Besides, he remained convinced that if he made a sound, the creature would be reminded of its pursuit of him and in an instant would be upon him in one hideous form or another. The wisest thing he could do for the time being was remain still, silent, and wait for some development that he might be able to use to his advantage.
He didn’t have to wait long before something happened. The thing began to act once more like a pool of thick liquid, washing back and forth in the foyer, its whorling currents returning to their previous level of activity.
Frost tensed. He put a hand under his open jacket, on the grip of the pistol in his shoulder rig, but then withdrew his hand without the weapon. Going for a gun was a reflex action. An agent’s reflexes were usually reliable, the result of experience, but in this case reflexive responses would get him killed.
The living pool, whether its life was that of an animal or an intelligent machine, or both, or neither, slopped against the bottom step, lapped at the front door and the walls. The patterns of the currents within it were for the most part as liquid and sinuous as before — but here and there the currents twitched, stuttered briefly, before spiraling smoothly once more.
Suddenly a woman’s hand rose out of the pool, a hand in various shades of gray with veins of black, as if carved from stone and yet animated, clutching at the air in search of something to which it could secure itself. After a moment, other hands reached through the surface of the pool, or rather formed from the substance of it. A second female hand, slender and beautifully shaped, had skin like brass, like the shiny brass of the fallen chandelier that had been incorporated into the swarm. A man’s hand, then a second, one with skin the color of the glazed vases that had stood upon the foyer table, the other with normal flesh.
All the hands receded, melted into the pool, but then the gray surface glistened like water,
and an immense face appeared in it, as if just below the surface, perhaps five feet from the point of the chin to the top of the brow. This countenance was at first as blank as that of a stone-temple god, with pale limestone eyes. But then it swelled from the surface, taking dimension and acquiring the color of skin, and Frost saw that it was becoming Dagget’s face. The eyes opened, but they weren’t eyes, were instead ovals of what seemed to be amber glass like the cups that contained the flame-shaped bulbs on the chandelier.

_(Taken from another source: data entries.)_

PR #592, opened 2020-06-18
small note about screen use on the rhino cluster

WhiteAu:
note about how screen interacts with rhino and method to more easily keep track of _screens_.


dtenenba:
...or just make a note of which rhino you are on, so you can get back to your session.

PR #600, opened 2020-07-09
Fixed local wiki build.

jefftucker:
Dependency conflict between html-proofer and nokogiri resolved by updating html-proofer to highest version with common nokogiri version dependency.  Also fixed issue with Faraday incompatibility by pinning faraday based on [this](https://github.com/github/personal-website/issues/166). 

Updated README with some extra information on how to resolve various local build errors that I encountered when building on a clean system under WSL.

Would be helpful if someone else could try building this locally (ideally under Max and Linux) and verify that it works.

### DIFF
--- a/Gemfile
+++ b/Gemfile
@@ -12,6 +12,7 @@ group :development, :test do
   gem 'jekyll-gist', '~> 1.5.0'
   gem 'jekyll-remote-theme', '~> 0.3.0'
   gem 'jemoji', '~> 0.10.0'
-  gem 'html-proofer', '~> 3.9.0'
+  gem 'html-proofer', '~> 3.14.0'
   gem 'rake', '~> 12.3.0'
+  gem 'faraday', '~> 0.17'
 end
--- a/README.md
+++ b/README.md
@@ -162,6 +162,8 @@ it can be found [here](https://www.ruby-lang.org/en/downloads/).
    
 1. You may need to install gems used by the site.
    Type `gem install -g Gemfile` to install all of the gems the site uses.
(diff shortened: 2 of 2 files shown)


dtenenba:
The instructions you give are specific to debian-like systems and won't apply to Mac, windows (non-WSL) or Linux (other distributions) users.

k8hertweck:
@dtenenba so the note in the README should specify this is a fix for only those systems? Do we know if local builds are an issue for other systems?

dtenenba:
Anyone might conceivably want to make a local build of the site just to test out things or see how they look.
I'm wondering if we should create a Dockerfile and associated docker image for building the site. Then you could build it on any OS that has Docker installed.....

I've had trouble building it before on Mac so I have done just that, but I never saved/kept/committed the Dockerfile I used.

dtenenba:
So I am having trouble with this, both with my mac and in the ruby:2.7.1 docker image:

```
root@953cf1a1803d:/work# gem install -g Gemfile
ERROR:  While executing gem ... (Gem::UnsatisfiableDependencyError)
    Unable to resolve dependency: user requested 'html-proofer (~> 3.9.0, ~> 3.14.0)'
```

k8hertweck:
I just succeeded in building locally (MacBook Air) with no modifications from the existing instructions.

A Dockerfile would be a great option (I'd use it for training), but in the meantime, I'm happy to keep documenting potential pitfalls as best we can.

k8hertweck:
@jefftucker was the update to `html-proofer` required for you, or were the missing packages the biggest hiccup?

Issue #605, opened 2020-07-20
"Invalid account" error


k8hertweck:
I just answered a help request for “Invalid account or account/partition combination specified” when using `grabnode`. This same questions has also been asked at least every six months in Slack. It seems reasonable to include this as a note in the wiki that folks need to email SciComp to get set up to use Gizmo.

PR #606, opened 2020-07-20
Add snippets about invalid account errors for new users

atombaby:
A common problem for new users is that a missing association to a PI account raises an error which isn't terribly clear about the reason or solution.  This adds additional information to key pages for new users.


k8hertweck:
Awesome, thanks for getting to this so quickly.

k8hertweck:
closes #605

PR #608, opened 2020-07-23
some updates on glacier features

dirkpetersen:
for Economy Cloud


vortexing:
So while I'm pro-disclosure, I wonder if adding these before it's "ready" is really beneficial or if that means that in the future someone will have to remember to come take it out. Should these hints be included in the SciComp announce section or the cloud re-architecture work that @jefftucker  is doing??  @k8hertweck

vortexing:
This also has no information about "Glacier features" so maybe this isn't done?

PR #623, opened 2020-09-17
Wiki updates for bionic upgrade

atombaby:
Now with beagle updates, 'cause beagle didn't get upgraded, just removed.


vortexing (approved):
This looks like a ton of work, so LGTM and then I will do a re-review once it's merged in to line up what issues can be closed and then find any teeny bits we've missed.

PR #625, opened 2020-09-17
koshu and beagle hunting

vortexing:
I found some beagles where they shouldn't be AND I archived some Koshu stuff until it can be better supported in the future times when things aren't insane... whenever that is.


atombaby (approved):

vortexing:
Not sure now why this still has commits that aren't in the other PR, BUUUUT I'll merge it and then we'll see what we have.

PR #631, opened 2020-09-18
Remove note about hybrid economy local

scottsisco:
I had someone ask about when the hybrid solution between economy local and fast will be available and sited this note. I have been told we are not going to be offering a hybrid model by Dirk so this should be removed.


vortexing (approved):
Dreamy.

PR #633, opened 2020-09-24
updating singularity command

scottsisco:
The three dots ` ... `at the end of the `singularity exec --nv docker://tensorflow/tensorflow:latest-gpu-py3 python3` command are making the command none functional for end users.


dtenenba (approved):
LGTM

PR #638, opened 2020-10-07
SSH key clarifications

k8hertweck:
Adding additional language to help users new to the cluster AND to computing.


vortexing (approved):
Let's do this.

PR #639, opened 2020-10-08
remove CWL

ilkerg:
CWL is not a workflow manager, it's just a language that some tools make use of.


vortexing:
On an anti-CWL mission?  But you're right, that's true.

ilkerg:
just wanted to correct an error, that's all.

vortexing:
And we appreciate it. ;) Just made me chuckle.

PR #646, opened 2020-11-11
Windows in Computing Resource Access

dirkpetersen:
Improved the Windows client docs in Computing Resource Access Methods, e.g. by adding WSL2 and a  VcXsrv X11 server

### DIFF
--- a/_scicomputing/access_methods.md
+++ b/_scicomputing/access_methods.md
@@ -32,9 +32,9 @@ This is a list of clients and servers by OS:
 
 ### Windows
 
-While puTTy is the most widely used secure shell software for Windows and you can easily install it through "Software Center" it is now a little dated. The most flexible way to get terminal access in Windows is using WSL2. WSL2 allows you to run Linux inside Windows and it is very fast (unlike classic virtual. machines). 
+While puTTy is the most widely used secure shell software for Windows and you can easily install it through your Fred Hutch device's "Software Center".  The most flexible way to get terminal access in Windows is using WSL2. WSL2 allows you to run Linux inside Windows and it is very fast (unlike classic virtual machines). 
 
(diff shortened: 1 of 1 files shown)


dirkpetersen:
I made a request to helpdesk for an installation of WSL2 and a VcXsrv but I did not add to the docs yet as it may take a while

bmcgough:
Does this really work? The steps I've seen are quite involved. I think the user who is running WSL(2) can probably figure this out on their own. And if opening access controls and firewall rules are a part of the config (which is what I have seen) do we want users who may not know what they are doing altering these rules?

dirkpetersen:
I installed this setup at home with these exact instructions . Took only a few min. WSL2 is not quite mainstream yet but I heard that folks in Center IT were using it.
For affiliates who work with multiple different sites+cloud this setup is better than nomachine

vortexing:
Soo.... do we have a security concern here?

dirkpetersen:
The last agreement was that Mike Nescot would be included in pull requests to review security. I think Kate has already a proposal.  Ultimately the center needs to decide if it wants to support WSL2. As to opening ports on local WS: This would be something you desktop support person would do if you do not have admin access and you do yourself if you do have admin access (few will have this in the future)

vortexing:
Does Mike have a github username to tag?

dtenenba:
@mnescot

dirkpetersen:
I have now found the perfect setup for myself VcXsrv with Winodows Terminal on WSL2 , works nicely with tmux and screen.  If there was a VcXsrv deployment through software center they could apply more custom / intelligent local windows firewall settings

vortexing:
@bmcgough What do you think we should do about this situation?

PR #8, opened 2021-11-18
Fixed image, title and content

milexm:


chrispsommers (commented):
It's good to see the original source image file (Visio) file being added to the repo. I assume the file is edited in Visio and exported as a .png for inclusion in the .md files.

I would suggest that going forward, for new images, we strive to use the .svg file format, which has a few advantages: (1) Anyone can edit w/o a license, e.g. using draw.io desktop or similar. (2) It can be included in the .md file directly as .svg, saving a step  (it can be viewed in the .md file while editing (e.g. using VScode preview) (4) no separate .png file is needed, saving disk space. I've been taking this approach in the test HLD. Thanks.

milexm:
Hello Chris, I did change the image type to SVG. Can you see the related PR?
I am supposed to join the team as a tech writer in a couple of weeks.
Right now I do not have access to the repo just experimenting, using the
forked version.
Thanks,
Michael

chrispsommers:
Hi Michael,
I do appreciate you exploring my suggestions. I saw the changes you made. I can view the changed file in your fork and it looks fine. However, I cloned your fork and tried to open the .svg file from within Draw.io desktop and it gives me an error saying “Not a media file.” I am not an expert in .svg format, but I wonder if it is not an editable SVG file?

The true value of using .svg as the single source for diagrams is it’s entirely self-contained, can be viewed and edited using many free tools. If you still need Visio to produce the original content and export to .svg, you get some advantage (size)  in linking the .svg file in the .md file (as opposed to .png), but not all advantages. So, ideally, you’d replace the Visio file entirely with an editable .svg, if that is feasible. Worst-case, if Visio can’t export an .svg which can be edited by say Draw.io, you have two choices. Leave things as-is, or redraw the diagrams in editable .svg. It’s really a judgement call. It might be better to just use your time to produce new drawings this way and leave things as-is.

I don't mean to be pedantic about this, I'd just advise going forward we keep these things in mind. There are a lot of open-source project with complex .png files embedded in them, whose original source is probably on someone's hard drive, never to be found.

documents/SDN-Features-Packet-Transforms.md
```diff
@@ -1,26 +1,37 @@
...
-| Flow Scale | •	1+ million flows per v-port (aka ENI) |
-|  | •	50 million per DPU/Card |
-|  | o	single encap IPv4 overlay and IPV6 underlay |
-|  | o	single encap IPv6 overlay and IPV6 underlay. (This can be lower) |
-|  | o	single encap IPV4 |
-|  | o	Encap IPv6 and IPV4 |
-|  | *These are complex flows, details are below*
+| ---------- | ----------- |
+| Flow Scale <img style="width:200px"/>| <ul><li>1+ million flows per v-port (aka ENI)</li> <li>50 million per DPU/Card</li> <li>single encap IPv4 overlay and IPV6 underlay</li> <li>single encap IPv6 overlay and IPV6 underlay. (This can be lower)</li> <li>single encap IPV4</li> <li>Encap IPv6 and IPV4</li></ul>|
+|  | *Complex flows details are listed below*
```
lguohan, line 34: better to keep as markdown format.

KrisNey-MSFT:
Obsolete

PR #21, opened 2021-12-15
PNA compatible connection tracking

mariobaldi:
Compiling successfully

### DIFF
--- a/sirius-pipeline/sirius_conntrack.p4
+++ b/sirius-pipeline/sirius_conntrack.p4
@@ -3,6 +3,140 @@
 
 #include "sirius_headers.p4"
 
+#ifdef PNA_CONNTRACK
+
+#include "pna.p4"
+
+const ExpireTimeProfileId_t EXPIRE_TIME_PROFILE_NOW    = (ExpireTimeProfileId_t) 0;
+const ExpireTimeProfileId_t EXPIRE_TIME_PROFILE_LONG   = (ExpireTimeProfileId_t) 2;
+
+IPv4Address directionNeutralAddr (
+    in direction_t direction,
+    in IPv4Address outbound_address,
+    in IPv4Address inbound_address)
+{
+    if (direction == direction_t.OUTBOUND) {
+        return outbound_address;
+    } else {
+        return inbound_address;
+    }
+}
+
+bit<16> directionNeutralPort (
+    in direction_t direction,
+    in bit<16> outbound_port,
+    in bit<16> inbound_port)
+{
+    if (direction == direction_t.OUTBOUND) {
+        return outbound_port;
+    } else {
+        return inbound_port;
+    }
+}
+
+
+control ConntrackIn(inout headers_t hdr,
+                inout metadata_t meta)
+{
+  action conntrackIn_allow () {
+  /* Invalidate entry based on TCP flags */
+          if (hdr.tcp.flags & 0x101 /* FIN/RST */) {
+            set_entry_expire_time(EXPIRE_TIME_PROFILE_NOW); // New PNA extern
+            /* set entry to be purged */
+          }
+          restart_expire_timer(); // reset expiration timer for entry
+          meta.conntrack_data.allow_in = true;
+  }
+
+  action conntrackIn_miss() {
+          if (hdr.tcp.flags == 0x2 /* SYN */) {
+            if (meta.direction == direction_t.OUTBOUND) {
+               add_entry("conntrackIn_allow"); // New PNA Extern
+               //adding failiure to be eventually handled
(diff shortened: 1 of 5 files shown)


sirius-pipeline/sirius_conntrack.p4
```diff
@@ -3,6 +3,140 @@
...
+
+      idle_timeout_with_auto_delete = true; // New PNA property
+      const default_action = conntrackOut_miss; //New PNA property
+  }
+  apply {conntrackOut.apply();}
+}
+
+#endif // PNA_CONNTRACK
+
+
```
jfingerh, line 139: I do not know whether this code matches the desired data plane behavior of the DASH features, but the code Mario has written here does appear to be compatible with the PNA specification in at least most ways.

The top level sirius_pipeline.p4 file still include the v1model.p4 include file used for the v1model P4 architecture.  There is no urgent need to remove that with this PR, but I suppose the idea will be to remove that if and when the rest of the code is updated for the PNA architecture, too?

Another basic question of mine is that I see two different P4 table definitions here: conntrackIn and conntrackOut.  Is the idea that these will be two independent add-on-miss tables, each of which is only applied for one direction of traffic, i.e. one is applied only for inbound traffic, and the other only for outbound?  Again, I do not know the desired DASH data plane features well enough to say whether there should be one conntrack table applied for packets in both directions, or two separate tables, but wanted to ask to see if there was some other English description of the desired functionality that I could compare this with.

mariobaldi: I am not sure either if this code matches the original behavior. It would be beneficial if the original authors could take a look. 
I have used two tables to reproduce the same behavior of the two state graphs in the original code. My understanding is that both tables (like the state graphs in the original code) are applied in each direction and they are used to avoid using the same table twice in the same pipeline (i.e., in two separate stages). Specifically, the sequence of operations should be the following: 
1) look up a flow to check whether it is in the flow table
2) if not found, check the ACLs
3) if flow is allowed, add flow to the flow table 
The existing code uses one table (say TableIn) in step 1 and the other table (say TableOut) in step 3.
On the returning packets, the tables are used in the opposite order: the flow is found in TableOut, the ACL is skipped and the flow is added in TableIn as well.
Thereafter, lookups in both tables result in a hit. 
Again, this is my understanding and it would be important that it were verified by the authors of the original code.

Agreed with v1model.p4
The code also still contains the list match kind.

KrisNey-MSFT: @marian-pritsak and DASH Community, may we review / comment WRT this PR please?

sirius-pipeline/sirius_outbound.p4
```diff
@@ -91,18 +92,26 @@ control outbound(inout headers_t hdr,
...
+           ConntrackOut.apply(0);
 #endif /* STATEFUL_P4 */
 
+#ifdef PNA_CONNTRACK
+        ConntrackOut.apply(hdr, meta);
+#endif // PNA_CONNTRACK
+
         /* ACL */
-        if (meta.conntrack_data.allow_out) {
+        if (!meta.conntrack_data.allow_out) {
```
lguohan, line 103: is this a bug in current version? @marian-pritsak

mitalum:
```
if (hdr.tcp.flags & 0x101 /* FIN/RST */) {
            set_entry_expire_time(EXPIRE_TIME_PROFILE_NOW); // New PNA extern
            /* set entry to be purged */
}
```
It seems that the behavior for a FIN is to remove the connection immediately. Is this really the desired behavior, since the endpoints may still send ACKs after the FINs?

mariobaldi:
Hi John,

 

You have a very good point.

 

In the PNA compliant code I have implemented exactly the same logic as the code based on state graphs that is checked into the repository. 

My understanding is that, in general, the current P4 code is providing a rough model that is deliberately ignoring several details and corner cases. 

 

Thanks,

---

Mario

sirius-pipeline/sirius_outbound.p4
KrisNey-MSFT: Per Marian, it is a bug and will review full PR by 2/15

sirius-pipeline/sirius_conntrack.p4
venkat-pullela-keys: Theoretically, we can use a single table. If we have to guess from the code, the reason for the symmetric key generation is to use a single table.

marian-pritsak:
Hi Mario,

Can you please adapt this PR to the current directory structure so we can merge it?

mmiele:
@mariobaldi I merged your changes. Please, verify.

PR #41, opened 2022-01-25
Updated diagram, HLD text.

chrispsommers:


chrispsommers:
Please see updated "layers" diagram, it needs a label in one box.

mmiele:
Updated diagram as we discussed.

PR #56, opened 2022-02-16
Kick off HA protocol discussion with an initial proposal

budgrise:


chrispsommers:
Bud, thanks for submitting this! I'm glad we restructured the repo just this week. Can I make a couple of suggestions (which don't bear on the content itself)? I'll respond to the
content later.

- perhaps name the document "xsight-labs-ha-proposal-v1.md" or something similar, to distinguish it from the existing "HA" document in that same directory? Use -v1 in case new proposals come from your company. (I know we can use git version tracking for changes, but if you ever produce a significantly different version, it might become -"v2" etc.
- Add a link to it in the ToC table in https://github.com/budgrise/DASH/blob/main/documentation/high-avail/design/README.md

chrispsommers (approved):
Hi, I like this PR, it's very clear and concise and well-thought out. I don't have a lot of feedback on the algorithms etc., they seem logical and sound. Here are some other thoughts:
- I'd lean towards gRPC for the control channel, it's the favored messaging protocol these days and would make it easy to write production as well as test applications. It can actually be quite performant, especially if streaming connections are used.
- We need to think about a "management" interface to the HA subsystem, to configure operating parameters (e.g. timeouts), perform resets, query states and statistics, etc. This then begs the question, "will there be a SAI API to the HA controller?"
- Presumably a behavioral model could be built which allows the algorithm to be evaluated and simulated at scale, without requiring actual HW targets. (Extra credit: this could even be plugged into e.g. NS3 simulations).
- We need to think about test & performance criteria, even test techniques. If we pose some requirements, we need to ensure they're testable. This might require extra observability  features (streaming internal state & stats updates, above and beyond the presumed management API).
- We need to think about continuous observability, including a high-fidelity mode (e.g. streaming high-speed updates of the internal states) to be able to judge performance of the HA system in a lab or even live environment.

documentation/high-avail/design/ha-design.md
```diff
@@ -0,0 +1,140 @@
...
+This document is a placeholder for the HA protocol proposal.  
+The purpose is to generate discussion that will lead to an actual design doc.
+
+
+# HA Requirements
+
+The High Availability document lists most of the requirements:
+https://github.com/Azure/DASH/blob/main/documentation/high-avail/design/high-availability-and-scale.md
+
+Microsoft has provided some additional requirements:
```
chrispsommers, line 13: Suggest these be moved to initial AH document per https://github.com/Azure/DASH/issues/57

Issue #61, opened 2022-02-23
Detail questions on dash-handling-fragmented-packets.md


jfingerh:
These statements are made in the latest version of that file as of 2022-Feb-23:

+ If a subsequent packet arrives that is the start of a fragmented packet, the Frag ID must be used to create a new temporal flow that can be uniquely identified by the (Frag ID, DST, SRC) tuple.

+ If the connection is closed with the arrival of the FIN packet then all temporal flows must be closed as well.

The last statement seems to be assuming that temporal flows can be associated with a 5-tuple.  That is true if the first IP fragment arriving for one original unfragmented packet contains the L4 header.

Is there a preferred behavior if the first IP fragment for a particular (Frag ID, DST, SRC) tuple is a non-first fragment, and contains no L4 header information, and thus cannot be associated with a particular 5-tuple (at least not yet)?

jfingerh:
Another question that might be useful to answer in that same document: Is there some maximum IP fragmented packets per second maximum requirement for a DASH compliant product, that might be much much lower than "line rate" for the product?  e.g. something like "if a DASH device received more than 50K IP fragmented packets per second, it may discard all of those exceeding that rate".

If you want DASH compliant products to handle IP fragmented packets at line rate indefinitely, it would be good to state that explicitly.

jfingerh:
AI for @jfingerh to create a PR for the dash-handling-fragmented-packets.md document that makes this as explicit as possible.

PR #64, opened 2022-02-24
Minor clarification on handling of fragmented packets

jafingerhut:


jafingerhut:
Created in response to discussion on this issue: https://github.com/Azure/DASH/issues/61

chrispsommers:
I think https://github.com/Azure/DASH/pull/63/ and https://github.com/Azure/DASH/pull/64 are both trying to address the same issue, somewhat differently.

jfingerh:
Everything in PR #63 looks reasonable to me, but I do not see how #63 addresses the issue that non-first fragments must be dropped if there is no matching temporal flow state that matches it.

chrispsommers:
It seems like PR64 is a superset. Perhaps the two authors @jafingerhut and @mhanif can agree on a single unified PR? Thanks, it's nice to have a surplus of enthusiasm!

jfingerh:
If I understood correctly, in the meeting today Gerald suggested I create a PR for Microsoft engineers to look at and think about when they are doing their careful review of IP fragment handling, and likely this PR will be closed without being merged, as they will make their own changes.  It is fine with me either way.

KrisNey-MSFT:
Hi Andy, I merged and closed PR 63, would you mind resyncing and submit 64 again so I can view the changes?
Thank you very much, Kristina

jfingerh:
@KrisNey-MSFT I have merged the latest changes in the main branch with the changes proposed in this PR.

Frost waited for the glass eyes to shift toward him, but they did not. The Dagget face dissolved to be at once replaced by another immense countenance, that of the beautiful woman who had emerged from the cocoon in the bathroom. Her eyes looked real but had a fixed gaze like that of a blind person. The enormous face formed more completely than Dagget’s had done, and the woman seemed to be struggling against invisible bonds, trying to free herself from the pool. Her mouth went wide, as if in a scream, but no sound escaped her.
Frost remembered what she had said upstairs, after the teeth had fallen out of her mouth and she had grown new ones, as she gazed at herself in the mirror above the bathroom sinks: I think my builder built this builder wrong. As he watched the huge face strain to scream and form further out of the pool, he began to suspect that everything this creature had done since taking down the chandelier had been evidence of malfunction.